===== Supplied records

PR #198, opened 2023-12-12
Add nickname for peers

mariusSincovici:
* Add nickname for a peer
* update DNS to include the nickname 
* fix tests


bartoszWojciechO (approved):

cli/cli_mesh_peers.go
```diff
@@ -188,8 +188,12 @@ func peerToOutputString(peer *pb.Peer) string {
 		{Key: "Allows Sending Files", Value: nstrings.GetBoolLabel(peer.IsFileshareAllowed)},
 		{Key: "Accept Fileshare Automatically", Value: nstrings.GetBoolLabel(peer.AlwaysAcceptFiles)},
 	}
+	hostname := peer.Hostname
+	if peer.Nickname != "" {
+		hostname = peer.Nickname
+	}
 	return titledKeyvalListToColoredString(keyval{
-		Key: "Hostname", Value: peer.Hostname,
+		Key: "Hostname", Value: hostname,
```
keliramu, line 196: Nickname to be shown instead of full original peer name. How to know original peer name? Will it be shown somewhere?

cli/cli.go
```diff
@@ -736,6 +736,26 @@ func meshnetCommand(c *cmd) *cli.Command {
...
+						Subcommands: []*cli.Command{
+							{
+								Name:         "set",
+								Usage:        MsgMeshnetPeerSetNicknameUsage,
+								ArgsUsage:    MsgMeshnetPeerSetNicknameArgsUsage,
+								Action:       c.MeshPeerSetNickname,
+								BashComplete: c.MeshPeerNicknameAutoComplete,
+							},
+							{
+								Name:         "reset",
```
keliramu, line 751: Should it be changed to `remove` ?

keliramu: Or is it bound by API: nickname operations `set` and `reset` (ie. rename)?

meshnet/server.go
```diff
@@ -1254,16 +1255,126 @@ func (s *Server) RemovePeer(
...
+
+	if peer == nil {
+		return &pb.RenamePeerResponse{
+			Response: &pb.RenamePeerResponse_UpdatePeerErrorCode{
+				UpdatePeerErrorCode: pb.UpdatePeerErrorCode_PEER_NOT_FOUND,
+			},
+		}, nil
+	}
+
+	if req.Nickname == "" && peer.Nickname == "" {
```
keliramu, line 1338: What is this situation? When can it happen? I why we give empty response to user?

cli/cli.go
keliramu: But I see API has single method to update machine peer. Why have to CLI commands to do the same? `set` and `reset` essentially do the same. Better to have `set` and `remove`, IMO. Otherwise how to remove nickname? Set it to empty?

keliramu: Or, does API operation mean that we `rename` peer and original peer name is gone? But I see that API gives back original peer name and nickname as well. So, it is not `peer rename` it is `set nickname`

protobuf/meshnet/service.proto
```diff
@@ -38,6 +38,8 @@ service Meshnet {
 	rpc GetPeers(Empty) returns (GetPeersResponse);
 	// RemovePeer removes a peer from the meshnet
 	rpc RemovePeer(UpdatePeerRequest) returns (RemovePeerResponse);
+	// RenamePeer set or clear a nickname for a meshnet peer
+	rpc RenamePeer(RenamePeerRequest) returns (RenamePeerResponse);
```
keliramu, line 42: Semantically it would be more clear to have 2 methods: `Set` and `Remove` as by API it is `peer add nickname` and `peer remove nickname` but not `peer rename`

cli/cli_mesh_peers.go
keliramu: IMO, there should be somewhere shown peer original name to be able to clear nickname in case of something messy gets. Also, IMO, peer should be accessible by nickname and by original name.

mariusSincovici: The peer original name is not displayed anymore, but is still accessible with the autocomplete. I'm thinking to change the meshnet map and display both, nickname and original hostname.

The idea is that a peer can be accessed using 3 names in the app:
* original Nord name
* peer ID
* nickname

The DNS is configured:
* original name, with and without `.nord`
* nickname

cli/cli.go
mariusSincovici: I've changed the commands names in the next PR https://github.com/NordSecurity/nordvpn-linux/pull/200/files#diff-ef44b92f1ba3916c39c98fc4a25b67da847cb2a07a5d1253e1978365338888a6R740 to `set`/`remove`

==========

**Assigned task**.
Go through the material above line by line and state how many lines contain "GetBoolLabel". Give only the number.

**Problem solution**.
2